Saturday, September 15, 2012

From the Atlantic: That Anti-Muhammad Film: It's Totally Protected by the 1st Amendment

A constitutional scholar argues that the film that seems to have sparked the unrest in the Middle East is constitutinally protected under the First Amendment's Free Speech Clause.

Here's an exerpt from an interview with him, his comments go hand in hand with general points we will be making about the court rules in cases involving uses of First Amendment freedoms that are judged offensive by some and lead to violent retaliation:

As people try to puzzle out whether there is any legal action possible against either the filmmaker or Terry Jones, two ideas keep coming up. One is that the film and the promotion of the film are protected speech, and one is that this has somehow crossed a line, and that either the film itself or Jones's promotion of it constitute something akin to that famous example of "yelling fire in a crowded theater." What's the line between protected speech, even hate speech, and speech that's not protected?


The relevant question is whether or not speech is an incitement to riot, or to produce any other imminent lawless action. Whether it incites violence is the central question -- and that means not just that the speech produces violence, but that the speaker intends it to.

Generally speaking, the rule is you can't be held liable for speech that moves other people to violence unless your speech is intended to producing violence and is likely to almost immediately produce it. That's the point of the familiar example of shouting "fire" in a crowded theater -- you're trying to cause a ruckus. But you can also see why this is not the best example. Sometimes there actually is a fire.

So intent is critical.
Yes. Imagine if somebody digs up a film, made in 1950, that portrays Arabs or Islam in a bad light. I'm sure there are a lot of them. Someone releases it online, and people see it and say it's insulting to Islam and then they riot. Even if someone released the film knowing that it would be likely to produce a riot, that doesn't mean the film was made with the intent of producing a riot.

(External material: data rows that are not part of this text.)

PR #4843, opened 2019-11-14
fix(cli-service): fix duplicate webpack-dev-server/client

githoniel:

- [X] Bugfix
- [ ] Feature
- [ ] Code style update
- [ ] Refactor
- [ ] Docs
- [ ] Underlying tools
- [ ] Other, please describe:

- [ ] Yes
- [X] No

**Other information:**

WebpackDevServer will add client scripts to entry by default, result in duplicate `webpack-dev-server/client`.

### DIFF
--- a/packages/@vue/cli-service/lib/commands/serve.js
+++ b/packages/@vue/cli-service/lib/commands/serve.js
@@ -164,6 +164,8 @@ module.exports = (api, options) => {
     const server = new WebpackDevServer(compiler, Object.assign({
       logLevel: 'silent',
       clientLogLevel: 'silent',
+      // 'Inline mode (set to false to disable including client scripts like livereload)',
+      inline: false,
       historyApiFallback: {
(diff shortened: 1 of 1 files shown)


pksunkara:
Can you describe a bit about why this is needed?

githoniel:
@pksunkara 
see https://github.com/webpack/webpack-dev-server/blob/v3.9.0/lib/utils/addEntries.js#L19

webpack-dev-server will add `dev-entry-client` and `hot-entry` when `options.inline = true`
in 3.9.0. Since vue-cli will add `dev-entry-client` and `hot-entry` manually, I set `options.inline = false` to avoid duplicate.

sodatea:
`inline: false` only switches to iframe mode. The correct fix is to set `injectClient: false`, see https://github.com/vuejs/vue-cli/pull/5069. It's been fixed in v4.2

PR #4887, opened 2019-11-26
warn only production builds output service workers

bseib:
Let people know that a side effect of specifying the mode determines what you'll get for a service worker. I was surprised when I deployed a development build to a private QA server and my `service-worker.js` file was missing.

My suggested changes can use some improvement. I'm hoping someone can help make it more thorough by listing what to expect for service worker output, for each mode.

- [ ] Bugfix
- [ ] Feature
- [ ] Code style update
- [ ] Refactor
- [x] Docs
- [ ] Underlying tools
- [ ] Other, please describe:

- [ ] Yes
- [x] No

**Other information:**


bseib:
More context [here](https://forum.vuejs.org/t/how-to-pass-env-var-to-app-build/80640) with respect to what was not understood in the docs.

Given that, it seems like the filmmaker is pretty clearly within his rights in making and releasing the film. But what about Terry Jones? He screened and publicized the trailer as part of a so-called "International Judge Muhammad Day."
The question is still whether Terry Jones is deliberately trying to incite a riot by promoting the speech at issue - and were his actions almost certain to have produced any resulting riot? The case is further complicated by the fact that the riots occur outside the United States. But let's assume that where the riots occur makes no difference. The question would be, are his actions directed to causing the riots?